Yes, that is correct. You do have to explicitly call apply-templates to traverse further down the tree. You can always use the more generic <xsl:apply-templates /> (without a @select) to apply templates to every child node (excepting that element's attributes, which must be explicitly selected using select="@*").

However, you can also use <xsl:copy-of select="person" />, which will make a direct copy of any selected elements and all of their children, and so on.

James Sulak
Nitpicking: `<xsl:apply-templates />` (without a @select) applies templates to every child *node*, not element (except attributes, which are not treated as children).
Tomalak
Due to this bug (http://meta.stackoverflow.com/questions/18360/vote-too-old-to-be-changed-but-i-havent-voted), I can't up-vote your answer. Sorry.
Tomalak
Thanks, I misspoke.
James Sulak
Yay. Now that you've edited, I can up-vote. The reason for this silly artificial limitation in SO's voting system is beyond me.
Tomalak
A: 

Yes, you are right. As you may already know, it also depends on how you "enter" into the apply-templates logic. In the above example, If you did not have the template for "person", then the default template rules would have been fired (for all child nodes from the point where apply-templates was called).

But if any of the templates(that match any childnodes in an apply-templates call) have been defined in your stylesheet, applying templates to childnodes from that node onwards would be dictated by the template calling apply-templates again, otherwise they will just be ignored.

Thiyagaraj
+2  A: 

Agreed to both answers so far; your assessment that Template #2 won't get processed as such is exactly right.
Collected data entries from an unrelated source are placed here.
PR #276, opened 2019-05-31
use @pki/master copr for f30

frasertweedale:
FreeIPA master now requires Dogtag 10.7.  The @pki/10.6-nightly COPR
is not even built for f30, let alone with pki-10.7 packages.  Use
the @pki/master COPR on f30 to pull in the latest Dogtag builds.

(This if my first pr-ci PR... do images have to be explicitly rebuilt
after a change like this gets merged, or does it happen automagically?)

### DIFF
--- a/ansible/vars/fedora/30.yml
+++ b/ansible/vars/fedora/30.yml
@@ -6,4 +6,5 @@ repo_fedora_enabled: 1
 repo_updates_enabled: 1
 repo_updates_testing_enabled: 1
 repo_freeipa_copr_enabled: 1
-repo_pki_testing_enabled: 1
+repo_pki_testing_enabled: 0
+repo_pki_master_enabled: 1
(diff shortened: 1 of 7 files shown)


netoarmando:
> (This if my first pr-ci PR... do images have to be explicitly rebuilt after a change like this gets merged, or does it happen automagically?)

@frasertweedale They need to be rebuild, manually. I'm building a new one based on your changes before merging this. 

Is this true for `rawhide` as well?

ansible/vars/fedora/30.yml
```diff
@@ -6,4 +6,4 @@ repo_fedora_enabled: 1
 repo_updates_enabled: 1
 repo_updates_testing_enabled: 1
 repo_freeipa_copr_enabled: 1
-repo_pki_testing_enabled: 1
```
netoarmando: Do not remove this, set it to zero instead, otherwise ansible complains:
```
TASK [builder/prepare : set default mock config] ***********************************************************************
fatal: [192.168.121.120]: FAILED! => {"changed": false, "msg": "AnsibleUndefinedVariable: 'repo_pki_testing_enabled' is undefined"}
```
You also need to add `repo_pki_master_enabled: 0` to all other templates (except `rawhide`).

netoarmando:
I tested these changes here: https://github.com/netoarmando/freeipa/pull/15 

@frasertweedale Should I add that repo to rawhide as well?

frasertweedale:
@netoarmando yes, it probably makes sense to add to rawhide too.

PR #303, opened 2019-08-07
Delete folders for jobs older than 3 days

netoarmando:
Runners are hitting 'out-of-space' issue. Something between 2 and 7GB are stored weekly.


f-trivino:
LGTM. Looks good to me.

PR #321, opened 2019-11-05
Add fedora 31 box settings

netoarmando:
- Fix tasks failing with recent Fedora hosts
  - These changes are backwards compatible, but since Fedora 30 those changes
are required to continue to build images.
- Add Fedora 31 variables


ansible/vars/fedora/31.yml
```diff
@@ -0,0 +1,3 @@
+---
+fedora_releasever: 31
```
f-trivino: why not fedora_release_server?

netoarmando: Legacy only.

PR #335, opened 2020-01-07
Stabilize provisioning environments for AD-related tests

wladich:
This PR is targeting execution of test_winsyncmigrate test suite but also improves stability for other AD-related tests.


wladich:
Test PR execitiong test_winsyncmigrate 100 times: https://github.com/wladich/freeipa/pull/5

There are 2 failures:
1. `Not enough virtual memory or paging file quota is available to complete the specified operation.` during establishing trust.
2. `Connection refused` while trying to connect to LDAP server in Windows server.

While result is still not perfect it is much more stable than without proposed patches.

netoarmando:
These changes have been deployed to production runners.

PR #343, opened 2020-01-31
Enable execution of tests with multiple AD instances

wladich:
This PR provides vagrant template and ansible playbooks for setting up Windows domain with subdomain and a treedomain. It also improves stability of provisioning of VMs.

Tested with all AD-related tests from freeipa: https://github.com/wladich/freeipa/pull/11

Changes in this PR:
* move winrm options from Vagrantfile to ansible host vars
  This will help to reduce copy-pasting when creating new templates with
  Windows instances.
* Increase WinRM timeouts for Vagrant and ansible to reduce number of communication errors
* Use standard ansible task instead of ad-hoc script to setup AD root domain
* replace hardcoded AD hostname and domain name with constants
* Add vagrantfile templates and ansible playbooks for 3 AD instances
  Also changed: stop playbook execution when any play fails - it is
  generally useless to continue Windows domains setup when one of play fails.
* install openssh on Windows without chocolatey
  Chocolatey server has very strict rate limiting policy, it offten banns our ip address for period of one hour.
This commit also moves ssh setup to separate role
* retry if creation of directory fails
  Directory for storing rpms lists is created inside sshfs-mount.
  This operation fails randomly, presumably due to race condition, as
  all linux machines are creating the mount almost simultaneously.
*  refactor repeating of VMs provisoning:
      * move retries for `vagrant up` and `vagrant provision` to single
      place to make logic more clear
      * retry `vagrant provision` without destroying VMs - provisioning of
      Windows machines sometimes fails with timeout errors which can be
      recovered with successive execution of playbooks. At the same time
      ansible playbooks are written in idempotent style, so repeated execution
      does not cause any problems.
      * increase number of retries when provisioning Windows VMs
      * add  delay before starting provisioning for Windows machines - this
      helps to partially skip initial rush of Windows maintenance processes
      * remove redundand logging of errors (it is already done in FallibleTask)


netoarmando:
@wladich Thanks for your work here! I'm reviewing this ASAP.

ansible/roles/machine/provision/templates/hosts
```diff
@@ -5,6 +5,13 @@
...
+
+{% for host, domain in [
+  (ad_root_dc_hostname, ad_root_domain),
+  (ad_child_dc_hostname, ad_child_domain),
+  (ad_tree_dc_hostname, ad_tree_domain)
+] %}
+{% if host in groups['all'] %}
+      {{ hostvars[host]['ansible_ip_addresses']|ipv4|first }} {{ host }}.{{ domain }}
 {% endif %}
+{% endfor %}
```
netoarmando: No newline at end of file.

ansible/roles/windows/ipa-ad-data/tasks/main.yml
```diff
@@ -1,82 +1 @@
...
-      OtherAttributes: "@{'uidNumber'='10048'; 'gidNumber'='10047'; 'loginShell'='/bin/sh'; 'homeDirectory'='/home/ad.test/upnuser'; 'gecos'='UPN User'}"
-
-- name: set UPN User primary group
-  include_role:
-    name: windows/ipa-ad-data
-    tasks_from: primary_group.yml
-  vars:
-    user: upnuser
-    group: testgroup
+- include_tasks: "{{ inventory_hostname }}.yml"
```
netoarmando: No newline at end of file.

tasks/vagrant.py
```diff
@@ -31,23 +31,54 @@ def __setup_provision(task):
...
+
+    while True:
+        try:
+            task.execute_subtask(
+                VagrantUp(timeout=None))
+            break
+        except PopenException:
+            if vagrant_up_retries:
+                logging.info(
+                    "Retrying to bring the machine up, %s retries left" %
```
netoarmando: nitpick: Could you please pass the variables as arguments to the logging functions or use the `str.format()`.
```python
logging.info("Retrying to bring the machine up, %s retries left", vagrant_up_retries)
```

ansible/roles/windows/sshd/tasks/main.yml
```diff
@@ -0,0 +1,38 @@
+- name: Check if sshd service exists
```
netoarmando: Since this was moved out from `windows/common/tasks/main.yml`, what do you think about moving it to `windows/common/tasks/sshd.yml`?

wladich: I think it is better to keep it as a separate role, this way it will be easier to reuse it in other project as all constants are contained in its own defaults directory.

netoarmando: Agreed.

PR #508, opened 2024-09-06
ipa-test-config generation: fix when trusted_domain is not defined

flo-renaud:
The template for generating ipa-test-config.yaml should check if the variable trusted_domain is defined.
Currently there is a condition
{% if trusted_domain %}
that should be replaced with
{% if trusted_domain is defined and trusted_domain %}

otherwise the template incorrectly adds a trusted ipa domain with no host:
- hosts: name: trustedipa.test type: TRUSTED_IPA


flo-renaud:
Testd in my personal runner with PR https://github.com/flo-renaud/freeipa/pull/56

amore17:
LGTM approved

amore17 (approved):

PR #514, opened 2024-11-06
On F41+, dnf config-manager --set-enabled does not exist

flo-renaud:
Fedora 41 ships with dnf5 and the command
dnf config-manager --set-enabled updates-testing
should be replaced with
dnf config-manager setopt updates-testing.enabled=1


f-trivino (approved):
LGTM! tested locally, worksforme.

PR #517, opened 2025-03-14
Allow list: fix case for KoRORland

flo-renaud:
The user was added in lowercase but the allow list is case-sensitive.


flo-renaud:
@KoRORland

can you check if your username is correct?

PR #520, opened 2025-06-03
Support modern-webui

duzda:
Due to integration of submodules into freeipa, we need to update and initialize submodules in pipeline as well.
Also ensures the distributable is the same as the release file in pagure, by running autoreconf and make.

### DIFF
--- a/ansible/roles/builder/build/tasks/create_sources.yml
+++ b/ansible/roles/builder/build/tasks/create_sources.yml
@@ -10,6 +10,36 @@
     path: /root/rpmbuild/SOURCES
     state: directory
 
+# We check for Modern WebUI to differentiate between main and older versions
+# as Modern WebUI is not backported to older versions.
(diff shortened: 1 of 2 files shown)


ansible/roles/builder/build/tasks/create_sources.yml
```diff
@@ -10,6 +10,22 @@
     path: /root/rpmbuild/SOURCES
     state: directory
 
+- name: install Modern WebUI dependencies
```
flo-renaud, line 13: Can you just add a comment explaining that the 3 steps (install nodejs, call `npm install` and `npm run build`) are done here in order to create the files for the new webui **outside** of the mock chroot? This way the tar.gz file contains the webui files in `install/freeipa-webui/dist` and they can be directly used in the chroot without any need to install Node.

flo-renaud:
:heavy_check_mark:  New code deployed on our PRCI runners

PR #522, opened 2025-07-02
Add Veronika to our allow list (allowed to trigger CI)

duzda:


flo-renaud:
The change has been deployed on our PRCI runners

PR #529, opened 2026-01-22
Build RPMS with systemd-sysusers configuration

rjeffman:
To build Freeipa with support for systemd-sysusers configuration we need to copy the file 'freipa-sysusers.conf' to the rpm build SOURCES directory, as it is used during build, as a SOURCE, by the specfile.


abbra:
I don't think this change is needed at all. I left my comment in the original IPA pull request with recommendations.

rjeffman:
I agree. Dropping this PR.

Note that a node's children (i.e. its child elements, comments, text, and processing instructions, but not attributes) are only special in two ways:

  1. The default value of the select attribute is "node()", the XPath for selecting children, and
  2. The built-in template rules for root nodes and element nodes is to process children.

Other than in those two respects, children have no special status when it comes to selecting nodes to process. You can select whatever nodes you want, including ancestors. You can traverse a tree in any order you like. An extreme way to demonstrate this would be to write a stylesheet that reverses the hierarchy of a document (turns it upside down). (You'd probably want to use another mode so that a different rule is invoked when parent nodes are processed than when children are processed.)

I also want to check and make sure you understand the distinction between the "root node" (renamed the "document node" in XPath/XSLT 2.0) and the root (or document) element. In your example XML, <person> is not the root node; it's the outermost element, which itself is a child of the root node, the invisible outer container at the root of every tree in the XPath/XSLT data model.

If you want to take control of processing right of the bat, you can always use <xsl:template match="/"> or (assuming the source tree represents a well-formed XML document and not a fragment) <xsl:template match="/*">. They're alternative ways to do it. One feature of the latter is that imported code that includes a rule for match="/" would be triggered earlier, since explicit template rules (even if they have the lowest import precedence) always take precedence over built-in template rules. If you don't explicitly have <xsl:template match="/"> in the importing stylesheet, then, until you import code that has it, you're relying on the built-in template rule for root nodes (apply templates to children--in this case, apply templates to the <person> element child).

An alternative way to take control off the bat, for this example, would be to use match="/person". Such a rule would match any <person> element, provided that it's the child of the root node. If the XML doesn't have <person> as its outermost element, then it won't get invoked. And if you also have <xsl:template match="/", then it would get invoked first; the match="/person" (or match="/*") would only get invoked if the match="/" rule explicitly applied templates to children.